Grizzly bear deaths in 2016 marked the highest number of human-caused grizzly deaths since stopping the hunt in 2006. Last week, the Alberta Government released the number of recorded grizzly bear deaths over the last two years, showing that the threatened species is dying at a troubling rate. Alberta Wilderness Association (AWA) believes immediate action, including placing stringent limits on the amount of motorized access into grizzly bear habitat, must be taken to address the top reasons for grizzly bear deaths.

“Three of the past five years have seen significant spikes in the number of grizzly bears killed annually, with 29 bears killed in 2016.  We are worried these increases will become ‘the new normal’ unless we do something immediately to address the issue,” said Joanna Skrajny, AWA Conservation Specialist.

When the Alberta Grizzly Bear Recovery Plan was written in 2008, it was estimated that there were fewer than 700 grizzlies remaining in the province. Since that time, a total of 224 bear deaths have been documented, with an average of 19 deaths a year; all but 17 have been caused by humans.

“The number of grizzly bears that have died over the past decade is significant, especially when you consider that these are only the known mortalities.
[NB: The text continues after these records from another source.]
Issue #2764, opened 2021-06-11
TPM2_CC_NV_Read/Write pHash data for larger buffers is in error


idesai:
Max read size can be specified up to UINT16_MAX, however there some caveats:
1. If calculating pHash without executing the actual NV read, a read buffer
   size bigger than: max-command-response-buffer OR max-NV-space OR max-NV-Index
   size is allowed. But such a pHash will not be useful when specifying its use in policies or audits.
2. When the actual read occurs, it is broken down in multiple blocks of:
   max-command-response-buffer up to max-NV-space  OR up to max-NV-Index size.
   In this case if pHash is additionally required, then:
   the actual audit/ policy session buffer, if one is specified, must be updated
   with multiple TPM2_CC_NV_READ and so the phash output must be a digest of
   all the phash to match audit/ policy session buffer action at this instance.

idesai:
Addressed in the linked commits shown in this ticket.

PR #2782, opened 2021-06-29
lib/tpm2_nv_util.h: parse info for NV op specific max nv buffer sz

idesai:
Progresses #2764 

The NV index size is constrained to different data sets read from
the GetCapability structures because there is a dependency on the
NV operation type: Define vs Read vs Write vs Extend.

This commit addresses those parameters and chooses a sane default
in the case where GetCapability fails or fails to report the
specific property/ data set. This is especially true because some
of the properties are TPM implementation dependent.

### DIFF
--- a/lib/tpm2_nv_util.h
+++ b/lib/tpm2_nv_util.h
@@ -40,42 +40,90 @@ static inline tool_rc tpm2_util_nv_read_public(ESYS_CONTEXT *context,
     if (tmp_rc != tool_rc_success) {
         rc = tmp_rc;
     }
-
     return rc;
 }
 
 /**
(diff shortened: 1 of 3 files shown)


lib/tpm2_nv_util.h
```diff
@@ -40,42 +40,91 @@ static inline tool_rc tpm2_util_nv_read_public(ESYS_CONTEXT *context,
     if (tmp_rc != tool_rc_success) {
         rc = tmp_rc;
     }
-
+return rc;
     return rc;
```
williamcroberts, line 44: multiple returns?

Issue #185, opened 2017-01-17
Enhance tpm2_takeownership to reconfigure lockout related properties


gwei3:
Since tpm2_takeownership -c was changed to use lockout auth to clear tpm ownership, it is very easy to trigger the disabled status of lockout auth if using wrong lockout auth to clear tpm. The default value for TPM_PT_LOCKOUT_RECOVERY might be very large or just 0(require reset), so it would be easier to give use choices to reconfigure it as needed.

Meanwhile, other properties like TPM_PT_MAX_AUTH_FAIL, TPM_PT_LOCKOUT_INTERVAL should be able to be easily reconfigured per needs by users.

idesai:
@gwei3 this has been factored into the tpm2_dictionarylockout tool. Can close this one? Thanks!

gwei3:
yes, let's close it since tpm2_dictionarylockout tool already supported the required functions.

PR #2783, opened 2021-07-01
tpm2_nvread: add support to calculate cphash in extended mode

idesai:
Progresses #2764

### DIFF
--- a/lib/tpm2_nv_util.h
+++ b/lib/tpm2_nv_util.h
@@ -6,6 +6,8 @@
 #include <tss2/tss2_esys.h>
 #include <string.h>
 
+#include <openssl/sha.h>
+
 #include "log.h"
 #include "tpm2.h"
 #include "tpm2_capability.h"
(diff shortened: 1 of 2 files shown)


idesai:
> Progresses #2764
> 
> ```
> /*
>  * It is possible that the NV Read operation has a buffer size smaller than
>  * that of an NV Index. In such scenarios, the cpHash digest is extended to
>  * emulate the cpHash calculation on the TPM.
>  *
>  * The extension comes from the fact that when there is a larger buffer,
>  * this tool dispatches multiple NV Reads until all the chunks are read.
>  */
> ```
> 
> Signed-off-by: Imran Desai [imran.desai@intel.com](mailto:imran.desai@intel.com)

Well, cphash are per command basis. So instead of extending hashes, the commands should actually generate separate cphash blobs.

lib/tpm2.c
```diff
@@ -127,16 +127,39 @@ tool_rc tpm2_getcap(ESYS_CONTEXT *esys_context, TPM2_CAP capability,
...
+    bool is_cmd_dispatched = cp_hash->size ? false : true;
+
+    bool is_nvindex_name_input_required =
+        (!is_cmd_dispatched && cp_hash->size);
+    if (is_nvindex_name_input_required && !precalc_nvname) {
+        LOG_ERR("Must specify the nvindex name.");
+        return tool_rc_option_error;
+    }
+
+    bool is_auth_hierarchy_nv_index =
```
idesai, line 147: Specify this to its closest use, line #185

lib/tpm2_nv_util.h
```diff
@@ -6,6 +6,8 @@
 #include <tss2/tss2_esys.h>
 #include <string.h>
 
+#include <openssl/sha.h>
```
idesai, line 9: Don't need this.

idesai:
This is currently failing CI as it breaks backwards compatibility for tpm2_nvread.
This is because with this PR enables calculating cpHash without having to go to the TPM, however that mandates specifying the NV-index name through the options. This mandate conflicts for 4.X tpm2_nvread tool.
Solution:
Because tcti is still checked for in esys and sys initializations, we need to pass a fake tcti.

lib/tpm2_options.c
```diff
@@ -233,6 +233,29 @@ void tpm2_print_usage(const char *command, struct tpm2_options *tool_opts) {
...
 }
 
+static TSS2_RC tcti_fake_receive (TSS2_TCTI_CONTEXT *tctiContext, size_t *response_size,
+        unsigned char *response_buffer, int32_t timeout) {
+	(void) tctiContext;
+	(void) response_size;
+	(void) response_buffer;
+	(void) timeout;
+
+	return TSS2_TCTI_RC_NOT_IMPLEMENTED;
```
williamcroberts, line 243: I would toss some error logs here, because if this ever gets invoked we want to know exactly why it failed simply by looking at logs.

lib/tpm2_options.c
```diff
@@ -233,6 +233,29 @@ void tpm2_print_usage(const char *command, struct tpm2_options *tool_opts) {
...
+static void tcti_fake_finalize (TSS2_TCTI_CONTEXT *tctiContext) {
+	(void) tctiContext;
+}
+
+static TSS2_RC tcti_fake_transmit (TSS2_TCTI_CONTEXT *tcti_ctx, size_t size,
+        const uint8_t *cmd_buf) {
+	(void) tcti_ctx;
+	(void) size;
+	(void) cmd_buf;
+
```
williamcroberts, line 255: Same log error here

lib/tpm2_options.h
```diff
@@ -66,6 +66,7 @@ typedef bool (*tpm2_arg_handler)(int argc, char **argv);
  */
 #define TPM2_OPTIONS_NO_SAPI 0x1
 #define TPM2_OPTIONS_OPTIONAL_SAPI 0x2
+#define TPM2_OPTIONS_OPTIONAL_SAPI_AND_FAKE_TCTI 0x4
```
williamcroberts, line 69: Offhand, I would just make NO_SAPI the fake sapi, so if someone does something like
`tpm2_nvread --tcti=none --cphash xxx` it just works. But existing tools that check if ectx is null, like makecredential would need to have a flag set or something to not try to use the ectx.

How exactly do you see tpm2_nvread being executed? Do you envision that if --cphash is requested that you just send the fake tcti down and avoid users needing to do --tcti=none?

idesai: We have to rely on tcti=none being called so as to not break compatibility with 4.X

williamcroberts: If tcti=none, I would just send the FAKE tcti and use it's magic to determine if it's fake tcti for things like makecred.

Issue #1597, opened 2019-07-16
tpm2_import: hmac support


williamcroberts:
Add support for importing HMAC keys

osresearch:
Was this ever implemented? In #1556 it is implied that HMAC keys can be imported, although the man page doesn't mention it and `tpm2 import -G hmac` results in `ERROR: Cannot handle algorithm, got: hmac`

salrashid123:
Just checking if this capability is in the works for an upcoming release?

salrashid123:
thanks.   suggest adding in an examples here for the import too:
*   https://github.com/tpm2-software/tpm2-tools/blob/master/man/tpm2_import.1.md#examples
*   https://github.com/tpm2-software/tpm2-tools/blob/master/man/tpm2_hmac.1.md

```bash
export secret="key"
export plain="The quick brown fox jumps over the lazy dog"

echo -n $secret > hmac.key
hexkey=$(xxd -p -c 256 < hmac.key)
echo $hexkey

echo -n $plain > data.in

openssl dgst -sha256 -mac hmac -macopt hexkey:$hexkey data.in
   HMAC-SHA256(data.in)= f7bc83f430538424b13298e6aa6fb143ef4d59a14946175997479dbc2d1a3cd8
   

tpm2 createprimary -Q -G rsa -g sha256 -C e -c primary.ctx

tpm2 import -C primary.ctx -G hmac -i hmac.key -u hmac.pub -r hmac.priv
tpm2 load -C primary.ctx -u hmac.pub -r hmac.priv -c hmac.ctx

echo -n $plain | tpm2_hmac -g sha256 -c hmac.ctx | xxd -p -c 256
    f7bc83f430538424b13298e6aa6fb143ef4d59a14946175997479dbc2d1a3cd8

```

---

as a side note, importing hmac could be used to generate AWS S4 signed requests and for S3 and Google storage signedurls.
eg, for aws request, i used go-tpm [here](https://github.com/salrashid123/aws_hmac) to create an AWS v4 signer

PR #2791, opened 2021-07-15
tpm2_import: add support for importing HMAC keys and sealed data blobs

whooo:
This enables wrapping an external HMAC key or a data blob under a key hierarchy.

Fixes https://github.com/tpm2-software/tpm2-tools/issues/1597

### DIFF
--- a/lib/tpm2_openssl.c
+++ b/lib/tpm2_openssl.c
@@ -1018,6 +1018,39 @@ static bool load_public_AES_from_file(FILE *f, const char *path,
     return tpm2_util_calc_unique(name_alg, key, seed, unique);
 }
 
+#define KEYEDHASH_MAX_SIZE 128
+
+static bool load_public_KEYEDHASH_from_file(FILE *f, const char *path,
+        TPM2B_PUBLIC *pub, TPM2B_SENSITIVE *priv) {
+
+    /*
+     * Get the file size and validate that it is within the allowed size for keyed hash objects
+     */
+    unsigned long file_size = 0;
+    bool result = files_get_file_size(f, &file_size, path);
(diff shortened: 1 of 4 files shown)


lib/tpm2_openssl.c
```diff
@@ -1018,6 +1018,37 @@ static bool load_public_AES_from_file(FILE *f, const char *path,
...
+    /*
+     * Get the file size and validate that it is within the allowed size for keyed hash objects
+     */
+    unsigned long file_size = 0;
+    bool result = files_get_file_size(f, &file_size, path);
+    if (!result) {
+        return false;
+    }
+
+    if (file_size > 128 || file_size == 0) {
```
idesai, line 1033: is the magic number 128 a TSS defined max value? use that instead.

whooo: I couldn't find any define when looking in tss2_tpm2_types.h

idesai: I thought it was MAX_SYM_DATA. However, In the 11.1.3 section of the part II of the specifications it allows for a max value of 128 but in tss2_tpm2_types.h it is 256. @AndreasFuchsSIT, @williamcroberts  do you know why the difference?

idesai: @whooo can you macro define a label for the number 128?

whooo: Sure, so something like ```#define KEYEDHASH_MAX_SIZE 128``` in lib/tpm2_openssl.c ?

whooo: @idesai it's now added

idesai (approved):

PR #2801, opened 2021-07-29
tpm2_eventlog: fix buffer offset when reading the event log

### LINKED ISSUE #2778: tpm2_eventlog segfault
I'm playing around with a Dell Latitude 7520 and i see:

tpm2_eventlog /sys/kernel/security/tpm0/binary_bios_measurements
---
version: 1
events:
Segmentation fault

https://github.com/ValdikSS/binary_bios_measurements_parser gives me:
```
./binary_bios_measurements_parser.py -l -1 -f binary_bios_measurements
Num PCR EV_type                         PCR_value                                Size Valid Data
0   0   no_action                       0000000000000000000000000000000000000000 33   0     b'Spec ID Event03\x00\x00\x00\x00\x00\x00\x02\x00\x02\x01\x00\x00\x00\x0b\x00 \x00'
1   0   no_action                       010000000b000000000000000000000000000000 0    0     b''
2   0   preboot_cert                    00000000000011000000537461727475704c6f63 1953066081 0     ....
```

So I'm guessing that somethings not as good as its expected. I expect tpm2_eventlog not to segfault on a value being wrong, but  rather just state its invalid size.

Any ideas on now to continue to diagnose this issue would also be appreciated.

aplanas:
The event log is read in chunks of CHUNK_SIZE blocks (16KB), always
checking when the EOF is reached, so is compatible with virtual files
that lives in securefs and we do not know the full size.  The current
code is not taking care of adjusting the offset when the next chunk is
read.

This patch add "size" to the base buffer where the event log is stored
in memory.

Fix #2778

### DIFF
--- a/tools/misc/tpm2_eventlog.c
+++ b/tools/misc/tpm2_eventlog.c
@@ -92,7 +92,7 @@ static tool_rc tpm2_tool_onrun(ESYS_CONTEXT *ectx, tpm2_option_flags flags) {
     unsigned long size = 0;
     bool is_file_read = false;
     do {
-        is_file_read = files_read_bytes_chunk(fileptr, eventlog, CHUNK_SIZE, &size);
+        is_file_read = files_read_bytes_chunk(fileptr, eventlog + size, CHUNK_SIZE, &size);
         UINT8 *eventlog_tmp = realloc(eventlog, size + CHUNK_SIZE);
         if (!eventlog_tmp){
             LOG_ERR("failed to allocate %lu bytes: %s", size + CHUNK_SIZE, strerror(errno));


Vogtinator (approved):
Works, thanks!

Nitpicks: The commit message is missing an "is" and s/securefs/securityfs/

aplanas:
> Nitpicks: The commit message is missing an "is" and s/securefs/securityfs/

I found a missing "it", and fixed the securityfs reference. Thanks!

idesai:
@aplanas this looks good. I am waiting for some CI issues to resolve prior to merge.

PR #2810, opened 2021-08-09
Convert deprecated digesters to EVP_Digest

gotthardp:
Before, two approaches were used for digest calculation:
1) `tpm2_openssl_halg_from_tpmhalg` and the EVP_Digest
2) `tpm2_openssl_halg_to_digester` and (deprecated) digesters such as SHA256 or SHA384 

After this PR, only a single approach is used: `tpm2_openssl_md_from_tpmhalg` and the EVP_Digest. The function name was changed to highlight it returns `EVP_MD *` (the term "halg" is not much used in openssl).

### DIFF
--- a/lib/tpm2_identity_util.c
+++ b/lib/tpm2_identity_util.c
@@ -134,7 +134,7 @@ static bool share_secret_with_tpm2_rsa_public_key(TPM2B_DIGEST *protection_seed,
     unsigned char encoded[TPM2_MAX_DIGEST_BUFFER];
     return_code = RSA_padding_add_PKCS1_OAEP_mgf1(encoded, mod_size,
             protection_seed->buffer, protection_seed->size, label, label_len,
-            tpm2_openssl_halg_from_tpmhalg(parent_name_alg), NULL);
+            tpm2_openssl_md_from_tpmhalg(parent_name_alg), NULL);
     if (return_code != 1) {
         LOG_ERR("Failed RSA_padding_add_PKCS1_OAEP_mgf1\n");
         goto error;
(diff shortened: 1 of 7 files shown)


lib/tpm2_identity_util.c
```diff
@@ -481,16 +489,20 @@ bool tpm2_identity_create_name(TPM2B_PUBLIC *public, TPM2B_NAME *pubname) {
...
+    const EVP_MD *md = tpm2_openssl_md_from_tpmhalg(name_alg);
+    if (!md) {
+        LOG_ERR("Algorithm not supported: %x", name_alg);
         return false;
     }
 
-    d((const unsigned char *) &marshaled_tpmt, tpmt_marshalled_size,
-            pubname->name + hash_offset);
+    unsigned int hash_size;
+    if (!EVP_Digest(&marshaled_tpmt, tpmt_marshalled_size,
```
idesai, line 499: We don't hide function returns in conditionals. This and elsewhere...

idesai (changes requested):

lib/tpm2_identity_util.c
gotthardp: OK, I have fixed that.

No big deal here, but openssl heavily uses "streams of commands" also elsewhere, relying on lazy evaluation. For example, see the code at the end of this page: https://www.openssl.org/docs/manmaster/man3/EVP_PKEY_fromdata.html.
It is of course possible to rewrite it with explicit `rc = `, but the beauty of a concise code will be lost.

idesai (approved):

PR #2814, opened 2021-08-15
openssl: Use EVP_MAC_update instead of HMAC_Update on OpenSSL >= 3.0.0

gotthardp:
The HMAC_Update is deprecated in OpenSSL 3.0, but the replacement EVP_MAC_update was added in OpenSSL 3.0, so version specific code is needed.

### DIFF
--- a/lib/tpm2_kdfa.c
+++ b/lib/tpm2_kdfa.c
@@ -2,6 +2,13 @@
 
 #include <string.h>
 
+#include <openssl/evp.h>
+#if OPENSSL_VERSION_NUMBER < 0x30000000L
+#include <openssl/hmac.h>
+#else
+#include <openssl/core_names.h>
+#endif
+
 #include "log.h"
 #include "tpm2_kdfa.h"
 #include "tpm2_openssl.h"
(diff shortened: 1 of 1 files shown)


lib/tpm2_kdfa.c
```diff
@@ -40,13 +47,27 @@ TSS2_RC tpm2_kdfa(TPMI_ALG_HASH hash_alg, TPM2B *key, char *label,
...
 
+#if OPENSSL_VERSION_NUMBER < 0x30000000L
     int rc = HMAC_Init_ex(ctx, key->buffer, key->size, md, NULL);
+#else
+    OSSL_PARAM params[2];
+
+    params[0] = OSSL_PARAM_construct_utf8_string(OSSL_ALG_PARAM_DIGEST,
+                                                 (char *)EVP_MD_get0_name(md), 0);
+    params[1] = OSSL_PARAM_construct_end();
+    int rc = EVP_MAC_init(ctx, key->buffer, key->size, params);
```
idesai, line 69: Should this be unsigned? PS: Return looks and behaves like a boolean.

PR #3557, opened 2026-02-19
tpm2_attr_util: tighten token parsing in handle_dispatch to prevent false prefix matches

hyperfinitism:
This PR fixes the token parsing logic in `tpm2_attr_util.c` to prevent false matches (e.g. `name="foo"` vs `token="foobar..."`) and spurious `dispatch_err` returns during dispatch table iteration.

- Inline `token_match()` into `handle_dispatch()`. This helper was file-local (no prototype in a public header), so this is not a breaking API change.
- Require an exact match for no-arg tokens (`strcmp(token, name)`). The previous implementation could incorrectly accept prefix matches.
- Require arg tokens to be in the strict `"name=arg"` form to avoid prefix matches. The previous implementation could incorrectly accept prefix matches.
- Split tokens on `'='` only after a confirmed match so non-matching table entries do not fail parsing.

This also silences `discarded-qualifiers` warnings/errors (related: #3556).

### DIFF
--- a/lib/tpm2_attr_util.c
+++ b/lib/tpm2_attr_util.c
@@ -381,21 +381,6 @@ static dispatch_table obj_attr_table[] = {         // Bit Index
         dispatch_reserved(31),                     // 31
 };
 
-static bool token_match(const char *name, char *token, bool has_arg,
-        char **sep) {
-
-    /* if it has an argument, we expect a separator */
-    size_t match_len = strlen(token);
-    if (has_arg) {
-        *sep = strchr(token, '=');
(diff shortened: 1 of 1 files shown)


JuergenReppSIT:
@hyperfinitism your change would produce a CLI break. 
e.g. the following command, which works in the current version , would produce an error:

` tpm2_createprimary -c primary.ctx -a "fixedt|fixedparent|sensitivedataorigin|userwithauth|restricted|decrypt"

( `fixedtpm` is replaced with `fixedt`)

Some researchers estimate that the true number may be twice as high,” Joanna added. “We fear that grizzly bear deaths will continue to increase unless we get serious about protecting their habitat and properly managing our public lands.”

Over half of grizzly bear deaths since 2008 have been due to illegal kills (i.e. poaching) as well as accidental deaths (i.e. motorized use).

In addition, while the province has recently announced that rehabilitation of orphaned black bear cubs will be permitted once again, AWA is concerned that the rehabilitation of grizzly bears, a threatened species, continues to be banned. This is especially concerning given that Alberta’s grizzly bears have some of the lowest reproduction rates in the world. Other wildlife continuing to be prohibited from rehabilitation efforts include bighorn sheep, mountain goats, wolves, coyotes, black bear adults, and cougars.